С первых дней у Балашова сложились с ним странные настороженные отношения. Балашов догадывался, что Петря не может или не хочет чувствовать себя его подчиненным и в любую минуту готов дать отпор, отстаивая свое достоинство, если ему, Балашову, вздумается на это достоинство покуситься.

«Чудак, — усмехнулся про себя Санька, — самолюбивый чудак. А впрочем, этому, наверное, есть причины. Он так вызывающе красив, что многим, очевидно, нравится обижать его. Мало ли дураков на свете.

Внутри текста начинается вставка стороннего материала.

PR #1486, opened 2018-10-17
[RFC] Added basic hotkey support and scroll speed and zoom speed options in Option menu.

leiget:
I plan on expanding the hotkeys to include all in-game panels and being able to change them in the options menu.


CorsixTH/Lua/app.lua
```diff
@@ -318,7 +328,7 @@ function App:init()
     if error_message then
       self.ui:addWindow(UIInformation(self.ui, error_message, true))
     end
-  end
+  end
```
TheCycoONE: Undo this whitespace change

CorsixTH/Lua/app.lua
```diff
@@ -836,6 +846,8 @@ function App:fixConfig()
         self.config[key] = 1
       end
     end
+
```
TheCycoONE: and this one

CorsixTH/Lua/config_finder.lua
```diff
@@ -18,6 +18,8 @@ LIABILITY, WHETHER IN AN ACTION OF CONTRACT, TORT OR OTHERWISE, ARISING FROM,
 OUT OF OR IN CONNECTION WITH THE SOFTWARE OR THE USE OR OTHER DEALINGS IN THE
 SOFTWARE. --]]
 
+------------------------------------------------------CONFIG------------------------------------------------------
```
TheCycoONE: Undo this change. The stylized section headers are only used within the config file.

CorsixTH/Lua/config_finder.lua
```diff
@@ -134,14 +139,17 @@ local config_defaults = {
   shift_scroll_speed = 4,
   new_graphics_folder = nil,
   use_new_graphics = false,
-  check_for_updates = true
+  check_for_updates = true,
 }
+
```
TheCycoONE: Ok to add a newline here, but just one

CorsixTH/Lua/config_finder.lua
```diff
@@ -476,6 +485,9 @@ audio_music = nil -- [[X:\ThemeHospital\Music]]
 'scroll_speed = ' .. tostring(config_values.scroll_speed) .. '\n' ..
 'shift_scroll_speed = ' .. tostring(config_values.shift_scroll_speed) .. '\n' .. [=[
 
+
```
TheCycoONE: Undo this change. Not consistent with other dividers. If you want to make another commit or pr making these section headers consistent it would be appreciated but not necessary.

CorsixTH/Lua/dialogs/resizables/options.lua
```diff
@@ -248,7 +266,7 @@ end
 function UIOptions:selectResolution(number)
   local res = self.available_resolutions[number]
 
-  local callback = --[[persistable:options_resolution_callback]] function(width, height)
+  local callback = function(width, height)
```
TheCycoONE: Did you verify this function was never persisted?

Either way this change belongs in its own commit.

CorsixTH/Lua/game_ui.lua
```diff
@@ -96,6 +98,15 @@ function GameUI:GameUI(app, local_hospital, map_editor)
   self.shake_screen_intensity = 0
 
   self.announcer = Announcer(app)
+  
+  
+  -- Set the scrolling keys.
+  self.scroll_keys = {
+    [tostring(app.hotkeys["scroll_up"])]   = {x =   0, y = -10},
```
TheCycoONE: I don't mind if you remove the extra spaces, or line up the table like the old scroll_keys.

CorsixTH/CorsixTH.lua
```diff
@@ -128,7 +128,8 @@ strict_declare_global "TheApp"
 TheApp = App()
 TheApp:setCommandLine(
   "--bitmap-dir=" ..base_dir.. "Bitmap",
-  "--config-file=" .. corsixth.require("config_finder"),
+  "--config-file=" .. select(1 , corsixth.require("config_finder") ),
+  "--hotkeys-file=" .. select(3 , corsixth.require("config_finder") ),
```
TheCycoONE: Should be removed.

TheCycoONE:
Thank you @leiget 

As mentioned above, some changes are requested - mostly related to formatting, a few more significant. I like what you are doing here and think it will improve the game. I hope you continue with this.

leiget:
Okay, thanks. I'll try to add code consistent with the current formatting.

TheCycoONE:
Yeah, the afterLoad stuff is wrong. Basically in all cases now you want to remove all keymaps and set them all on load as well as initialization.

For each UI object with keymaps make a function to set keys and call it both at the end of afterLoad and in the constructor. Clear any mappings.

CorsixTH/Lua/game_ui.lua
```diff
@@ -102,36 +103,36 @@ function GameUI:GameUI(app, local_hospital, map_editor)
...
+  self:addKeyHandler(self.app.hotkeys["ingame_poopLog"], self.app.world, self.app.world.dumpGameLog)
+  self:addKeyHandler(self.app.hotkeys["ingame_poopStrings"], self.app, self.app.dumpStrings)
+  self:addKeyHandler(self.app.hotkeys["ingame_toggleAnnouncements"], self, self.togglePlayAnnouncements)
+  self:addKeyHandler(self.app.hotkeys["ingame_toggleSounds"], self, self.togglePlaySounds)
+  self:addKeyHandler(self.app.hotkeys["ingame_toggleMusic"], self, self.togglePlayMusic)
   -- scroll to map position
   for i = 0, 9 do
     -- set camera view
-    self:addKeyHandler({"alt", tostring(i)}, self, self.setMapRecallPosition, i)
+    self:addKeyHandler({self.app.hotkeys["ingame_storePosition"], tostring(i)}, self, self.setMapRecallPosition, i)
```
mugmuggy: I haven't yet pulled this down to give it a try to visualise the change, but these image_storePosition/recallPosition are a list alt and ctrl modifiers for, 0 through 9. The change as it stands can only alter the default modifiers and leaving the numerical string as the 2nd element. I don't have an alternate suggestion.

TheCycoONE: Fixing it's as easy as making a separate handler option for each. Should be done since the rest of the options expect / allow a table, and these ones can only be strings.

CorsixTH/Lua/ui.lua
```diff
@@ -244,15 +247,14 @@ end
...
-  self:addKeyHandler({"shift", "f10"}, self, self.resetApp)
-  self:addKeyHandler({"ctrl", "f10"}, self, self.toggleCaptureMouse)
+  self:addKeyHandler(self.app.hotkeys["global_cancel"], self, self.closeWindow)
+  self:addKeyHandler(self.app.hotkeys["global_stop_movie"], self, self.stopMovie)
+  self:addKeyHandler(self.app.hotkeys["global_screenshot"], self, self.makeScreenshot)
+  self:addKeyHandler(self.app.hotkeys["global_fullscreen_toggle"], self, self.toggleFullscreen)
+  self:addKeyHandler(self.app.hotkeys["global_fullscreen_toggle_alt"], self, self.toggleFullscreen)
+  self:addKeyHandler(self.app.hotkeys["global_exitApp"], self, self.exitApplication)
+  self:addKeyHandler(self.app.hotkeys["global_resetApp"], self, self.resetApp)
+  self:addKeyHandler(self.app.hotkeys["global_CaptureMouse"], self, self.toggleCaptureMouse)
```
TheCycoONE: CaptureMouse is inconsistently cased compared to the rest of the options.

CorsixTH/Lua/utility.lua
```diff
@@ -312,3 +312,68 @@ function hasBit(value, bit)
   local p = 2 ^ bit
   return value % (p + p) >= p
 end
+
+-- Function to convert table to string. Pretty much just used in "config_finder.lua".
+function Table2String(table, recursive)
```
TheCycoONE: Can't you modify print_table to suit your uses instead of writing a whole new implementation?

leiget:
Okay, I'm still figuring this stuff out. What you are saying is that you want me to:

- Change all the "addKeyHandler" keys back to how they were before.
- Have them modified according to the hotkey.txt file when loading a save game and when initializing the app.
- Have them modified by making a function to do so within every object with "addKeyHandler" is created.

Is that right?

CorsixTH/Lua/ui.lua
leiget: Got that.

CorsixTH/Lua/utility.lua
leiget: I can try but Table2String returns a string while print_table prints directly to the terminal.
Table2String also outputs a table like this: `{"shift","q"}`
While print_table outputs like this:
`1 shift`
`2 q`
 It seems that having to change print_table would change it's original purpose a little too much.

Would making Table2String a local function inside config_finder.lua work for you? That's the only place it's used right now. I'll also change it to "table_toString" to fit the naming method, as I should of before.

CorsixTH/Lua/game_ui.lua
mugmuggy: Yes ingame_storePosition_0 etc is the solution, but if moving from the defaults to something else and a choice is made to rebind a subset. Say 0 to 4 is rebound to shift, QWERT, but 5-9 is not included and use the default.

Do we just leave the defaults for 6-0 or unbind them. I'm probably over thinking it and leaving defaults is fine and having them potentially disjoint is fine. As you could just want to remap a subset like the 6-0 to QWERT under the 1-5 row and then there is no need to explicitly set all of them.

mugmuggy:
Change back all the addKeyHandlers in afterLoad functions

Create a new 'handler' for afterLoad functions to remove all the old key bindings, then also register your new addKeyHandlers. This will be guarded by the oldversion < newversion check and and you change the SAVEGAME_VERSION see my previous PR #1314 just this isn't unregistering the old keyHandlers This covers your last 2 points. Old saves remove and register the new hotkeys binding, and new games, ignore the afterload change.

TheCycoONE:
Close @mugmuggy, but unfortunately in this case it can't be guarded because the keys could change. Just run the handler every time in afterLoad.

Ideally we wouldn't save them at all, but that can be future work.

leiget:
Okay, I get it.

So I'll need to bump SAVEGAME_VERSION to, say, 131, and then in an afterLoad class function I'll do basically something like:
```if old < 131 then
addKeyHandler(hotkeys["ingame_ingame_panel_bankManager"])
```
Although I think that examples wrong?

TheCycoONE:
Skip `if old` in this case, and also remove the old binding.

```lua
function setKeyHandlers(ui)
  ui:addKeyHandler(hotkeys[...], callback)
  ...
end

function UIPlaceObjects:afterLoad(old, new)
   ...
   setKeyHandlers(self)
end
```

And in ui.lua
```
UI:afterLoad(old, new)
  self.key_handlers = {}
  UI:setupGlobalKeyHandlers()
  Window.afterLoad(self, old, new)
end
```

leiget:
I'll do that. I have to go to work now :cry: but I'll get to work on it tomorrow. Thanks for the help.

TheCycoONE:
If you like later tonight I can write a patch file

mugmuggy:
Thanks @TheCycoONE I was coming back to fix up some of my comments. Question though as the key configs will be centralised to the file is it worthwhile passing the table still to add/removeKeyHandler rather than just the 'key' for the app.hotkeys lookup.
```lua
self:addKeyHandler(self.app.hotkeys["global_fullscreen_toggle_alt"], self, self.toggleFullscreen)
```
to
```lua
self:addKeyHandler("global_fullscreen_toggle_alt", self, self.toggleFullscreen)
```
and have the keyHandler routines deal with the lookup?

TheCycoONE:
Commit that patches your afterLoad handling; doesn't address @mugmuggy's comment about just using names and doing the mapping in ui.lua (which I think is a good idea)

https://github.com/TheCycoONE/CorsixTH/commit/c78e59c23aa173aebb1f0b98e395ef9c3af9ac1d

leiget:
Yep, you can. I'm new to git: is it called a diff patch?

leiget:
I merged it already.

TheCycoONE:
They were removed intentionally. How afterLoad works is that when you load a save game, it calls the afterLoad functions (you can follow the path from app, up through the various objects) to convert the save to the current format. Since the current format doesn't use any of the old keypress handlers, we do not want to add them to save games, no matter how old. I explicitly drop them all on all save games in ui.lua.

leiget:
My current issue is that I'm trying to add a setKeyHandlers() function to be used at the end of World:World(), but the ui hasn't been setup yet, so that means I can't use addKeyHandler() or removeKeyHandler().

TheCycoONE:
Why can't it go in setUI where I put all the others?

leiget:
I'm confused. Are hotkeys saved when a level is saved, and then they are loaded when a save game is loaded?

mugmuggy:
Yes state is persisted in the save. Hence unregister all handlers and reload the latest key mappings is required, otherwise the old mappings will work and not the new ones. Which is what your comment regarding https://github.com/CorsixTH/CorsixTH/pull/1486/commits/db9ad369d8affe396aef885517564ed88fc9e9fc might have been talking about here

TheCycoONE:
@leiget The commit I sent you removes all of the hotkeys when loading the save - prior to that the behavior was to keep them. Anything open during the save is not 'constructed' again, but loaded with all the variables as is at the time of save - which is why we have to run afterLoad to fix things.

The key line from my patch is: https://github.com/CorsixTH/CorsixTH/blob/22be2fbe4e27615e420d0e3f6022e444cd01c8af/CorsixTH/Lua/ui.lua#L846

TheCycoONE:
Please remove your backup folder from the commit.

CorsixTH/Lua/game_ui.lua
TheCycoONE: Yeah, I think that's fine.

TheCycoONE:
Coming along!

To summarize the outstanding issues:
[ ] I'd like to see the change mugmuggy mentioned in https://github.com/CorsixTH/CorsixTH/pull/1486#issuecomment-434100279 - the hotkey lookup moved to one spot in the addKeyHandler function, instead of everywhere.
PR #1491, opened 2018-12-23
Dockerfile added for building corsixth

lastcosmonaut:
Tell me if it's useful to you. Thanks!

### DIFF
--- a/Dockerfile.build
+++ b/Dockerfile.build
@@ -1,0 +1,8 @@
+# Dockerfile to build CorsixTH
+FROM ubuntu:latest
+
+WORKDIR /sourcecode
+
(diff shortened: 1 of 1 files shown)


TheCycoONE:
I'm not personally experienced enough with Docker to review this, but I don't see the harm in including it as long as it's maintained, and the documentation on how to use it is added either to this file (comments) or the wiki.

@emorrp1 are you able to look at this?

Should we specify a particular version of Ubuntu? `latest` makes me nervous.

emorrp1:
Yes, I'll look into this at the weekend. I suspect "latest" is probably fine.

romualdr:
well, FYI this still works in 2020 - I mostly used the `apt-get` commands to get the dependencies in my own Dockerfile to create a build environment to play with the source code, and it still works like a charm with ubuntu `latest`

TheCycoONE:
If it's useful to you, I'll merge it.

Issue #422, opened 2014-12-10
Emergencies stopped - without reason (?)


Glimmer-Man:
I tried to set emergencies at semi-random, with this values: days: 30, variance 20. I made it in level editor. I was expected a lot of emegencies and they came. But after time, emergecies stops and no one comes again.

I told myself "maybe semi-random is limited" and put it away...  and set back random mode.

After some time, I was edited world.lua, function "World:nextEmergency()", and set:

local mean = control[0].Mean or 30
local variance = control[0].Variance or 10

and looking for any reason, why emergencies could stop at random mode. I see no reason, but my skills are limited. So maybe there is a reason...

Вот он и топорщится, как ежик».

Зато Филимонов сразу поразил воображение румына своей умелостью, опытностью, спокойной, уверенной повадкой.

И Петря целыми днями не отходил от бригадира.

Он, как хвост, следовал за ним по всей стройке, лазал в сырые, холодные колодцы, забирался в трубы, бродил в густом переплетении арматурных прутьев.

И если Циндаеш с удовольствием заполнял наряды, выписывал транспортные накладные, требования на склад, полностью разгрузив Балашова от нудной, но необходимой писарской работы, то Гернота и Петрю загнать в прорабку было невозможно.

С первого взгляда казалось, что Петря хрупок и изнежен, — кисти рук у него были узкие, с длинными, тонкими пальцами, совсем не рабочие руки, шея высокая, гибкая, как стебель какого-то экзотического цветка, плечи покатые.